What is required: Go through the lines below and copy each one that holds the string "doesn".
#####
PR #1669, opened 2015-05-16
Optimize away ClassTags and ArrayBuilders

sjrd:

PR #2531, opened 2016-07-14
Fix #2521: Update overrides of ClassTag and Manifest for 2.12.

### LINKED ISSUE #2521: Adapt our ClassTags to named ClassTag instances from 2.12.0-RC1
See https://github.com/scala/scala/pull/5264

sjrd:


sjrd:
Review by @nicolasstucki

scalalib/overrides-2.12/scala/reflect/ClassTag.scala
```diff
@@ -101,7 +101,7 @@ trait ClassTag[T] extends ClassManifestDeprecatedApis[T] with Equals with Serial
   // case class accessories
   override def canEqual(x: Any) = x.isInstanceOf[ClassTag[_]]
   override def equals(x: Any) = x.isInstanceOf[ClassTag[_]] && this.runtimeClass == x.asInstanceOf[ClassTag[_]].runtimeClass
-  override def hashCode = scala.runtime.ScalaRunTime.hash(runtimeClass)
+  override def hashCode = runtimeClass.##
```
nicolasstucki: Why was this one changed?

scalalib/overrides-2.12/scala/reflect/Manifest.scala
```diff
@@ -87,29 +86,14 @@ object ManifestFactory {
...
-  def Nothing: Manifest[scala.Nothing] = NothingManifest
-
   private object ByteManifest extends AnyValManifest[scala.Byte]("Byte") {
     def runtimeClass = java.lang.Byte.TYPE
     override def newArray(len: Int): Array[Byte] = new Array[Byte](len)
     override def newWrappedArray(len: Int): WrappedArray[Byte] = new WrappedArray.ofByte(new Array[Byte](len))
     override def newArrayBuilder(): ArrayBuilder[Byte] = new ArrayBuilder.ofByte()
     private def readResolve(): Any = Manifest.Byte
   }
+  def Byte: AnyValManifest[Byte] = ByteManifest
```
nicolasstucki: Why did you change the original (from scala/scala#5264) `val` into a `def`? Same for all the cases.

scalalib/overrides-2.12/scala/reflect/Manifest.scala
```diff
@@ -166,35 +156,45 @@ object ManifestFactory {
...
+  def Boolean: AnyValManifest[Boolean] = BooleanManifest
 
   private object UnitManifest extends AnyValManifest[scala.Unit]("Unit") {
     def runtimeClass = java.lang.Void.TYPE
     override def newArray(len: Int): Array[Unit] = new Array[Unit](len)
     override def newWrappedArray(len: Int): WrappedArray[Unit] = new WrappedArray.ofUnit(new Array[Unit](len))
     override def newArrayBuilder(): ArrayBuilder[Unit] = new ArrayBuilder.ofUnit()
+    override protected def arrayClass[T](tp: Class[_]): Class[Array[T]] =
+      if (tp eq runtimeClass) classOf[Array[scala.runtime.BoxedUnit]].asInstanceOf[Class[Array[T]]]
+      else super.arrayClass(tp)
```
#####
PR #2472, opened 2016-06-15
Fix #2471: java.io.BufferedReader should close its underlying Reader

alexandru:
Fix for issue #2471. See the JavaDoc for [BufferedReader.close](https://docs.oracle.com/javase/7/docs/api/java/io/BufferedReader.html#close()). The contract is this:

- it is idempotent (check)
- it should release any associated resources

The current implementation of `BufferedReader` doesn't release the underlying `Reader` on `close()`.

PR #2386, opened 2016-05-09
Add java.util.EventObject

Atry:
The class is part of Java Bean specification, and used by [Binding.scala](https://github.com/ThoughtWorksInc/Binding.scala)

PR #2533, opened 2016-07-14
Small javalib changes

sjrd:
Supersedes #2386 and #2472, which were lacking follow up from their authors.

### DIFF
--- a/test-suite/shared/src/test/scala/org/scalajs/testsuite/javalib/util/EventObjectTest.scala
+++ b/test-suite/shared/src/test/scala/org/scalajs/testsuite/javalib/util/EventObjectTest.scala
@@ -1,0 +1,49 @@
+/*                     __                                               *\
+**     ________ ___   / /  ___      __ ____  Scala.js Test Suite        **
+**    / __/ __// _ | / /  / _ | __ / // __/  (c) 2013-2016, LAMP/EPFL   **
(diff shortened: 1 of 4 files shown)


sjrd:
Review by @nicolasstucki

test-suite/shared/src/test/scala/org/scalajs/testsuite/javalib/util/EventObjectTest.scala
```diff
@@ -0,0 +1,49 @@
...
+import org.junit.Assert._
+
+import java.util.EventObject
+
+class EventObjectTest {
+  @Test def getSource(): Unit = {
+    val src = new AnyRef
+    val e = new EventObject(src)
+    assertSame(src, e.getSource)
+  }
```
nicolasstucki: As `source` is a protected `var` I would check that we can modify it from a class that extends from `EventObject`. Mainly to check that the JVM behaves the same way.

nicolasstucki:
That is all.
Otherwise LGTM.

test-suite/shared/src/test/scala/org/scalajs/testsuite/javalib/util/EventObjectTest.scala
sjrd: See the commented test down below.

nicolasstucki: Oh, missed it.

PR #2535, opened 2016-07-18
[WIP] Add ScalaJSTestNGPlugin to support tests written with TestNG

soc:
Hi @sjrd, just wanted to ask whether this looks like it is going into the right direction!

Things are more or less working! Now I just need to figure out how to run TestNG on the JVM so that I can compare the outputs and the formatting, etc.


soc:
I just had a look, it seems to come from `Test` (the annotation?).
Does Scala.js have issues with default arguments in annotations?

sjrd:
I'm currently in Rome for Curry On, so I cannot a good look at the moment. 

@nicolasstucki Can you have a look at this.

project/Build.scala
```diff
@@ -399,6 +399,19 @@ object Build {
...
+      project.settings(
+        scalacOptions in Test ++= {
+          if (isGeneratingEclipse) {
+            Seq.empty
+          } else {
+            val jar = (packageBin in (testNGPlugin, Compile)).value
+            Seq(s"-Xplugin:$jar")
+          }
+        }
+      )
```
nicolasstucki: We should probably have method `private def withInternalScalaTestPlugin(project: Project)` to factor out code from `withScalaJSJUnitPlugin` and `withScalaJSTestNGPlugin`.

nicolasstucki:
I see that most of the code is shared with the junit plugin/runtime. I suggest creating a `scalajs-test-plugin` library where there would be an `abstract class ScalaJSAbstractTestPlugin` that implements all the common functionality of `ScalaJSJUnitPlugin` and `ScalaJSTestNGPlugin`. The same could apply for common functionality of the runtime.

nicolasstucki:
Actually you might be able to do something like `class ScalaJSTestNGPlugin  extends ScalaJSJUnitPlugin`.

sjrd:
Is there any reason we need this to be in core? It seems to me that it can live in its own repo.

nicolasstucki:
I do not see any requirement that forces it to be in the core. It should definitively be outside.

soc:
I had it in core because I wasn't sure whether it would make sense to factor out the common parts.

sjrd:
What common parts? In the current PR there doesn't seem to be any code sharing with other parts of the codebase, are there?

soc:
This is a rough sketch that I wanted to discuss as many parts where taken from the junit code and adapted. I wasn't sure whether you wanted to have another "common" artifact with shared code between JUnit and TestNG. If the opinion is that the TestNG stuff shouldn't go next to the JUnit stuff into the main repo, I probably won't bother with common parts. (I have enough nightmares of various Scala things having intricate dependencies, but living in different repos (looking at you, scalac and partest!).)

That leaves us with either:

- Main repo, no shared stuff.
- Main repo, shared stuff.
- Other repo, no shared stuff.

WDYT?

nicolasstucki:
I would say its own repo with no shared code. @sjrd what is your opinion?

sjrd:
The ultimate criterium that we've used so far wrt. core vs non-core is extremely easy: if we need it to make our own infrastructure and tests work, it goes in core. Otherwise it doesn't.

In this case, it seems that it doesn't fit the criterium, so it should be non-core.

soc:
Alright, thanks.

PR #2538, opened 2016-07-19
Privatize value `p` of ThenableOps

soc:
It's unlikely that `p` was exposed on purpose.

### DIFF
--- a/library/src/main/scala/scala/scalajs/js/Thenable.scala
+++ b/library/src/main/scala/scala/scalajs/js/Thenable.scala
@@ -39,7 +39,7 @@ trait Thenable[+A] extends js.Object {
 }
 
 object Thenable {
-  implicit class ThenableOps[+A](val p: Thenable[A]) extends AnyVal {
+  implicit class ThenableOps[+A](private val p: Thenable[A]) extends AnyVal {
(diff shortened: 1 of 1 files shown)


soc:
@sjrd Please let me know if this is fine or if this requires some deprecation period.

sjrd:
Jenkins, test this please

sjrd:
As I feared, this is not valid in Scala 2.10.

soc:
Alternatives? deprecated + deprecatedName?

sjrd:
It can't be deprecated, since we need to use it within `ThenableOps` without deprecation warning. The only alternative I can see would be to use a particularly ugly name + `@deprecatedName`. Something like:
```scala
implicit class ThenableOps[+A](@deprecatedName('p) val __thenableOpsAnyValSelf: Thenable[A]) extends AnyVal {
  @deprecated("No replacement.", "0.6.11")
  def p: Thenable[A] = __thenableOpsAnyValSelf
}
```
#####
Answer box:
The current implementation of `BufferedReader` doesn't release the underlying `Reader` on `close()`.
What common parts? In the current PR there doesn't seem to be any code sharing with other parts of the codebase, are there?
The ultimate criterium that we've used so far wrt. core vs non-core is extremely easy: if we need it to make our own infrastructure and tests work, it goes in core. Otherwise it doesn't.
In this case, it seems that it doesn't fit the criterium, so it should be non-core.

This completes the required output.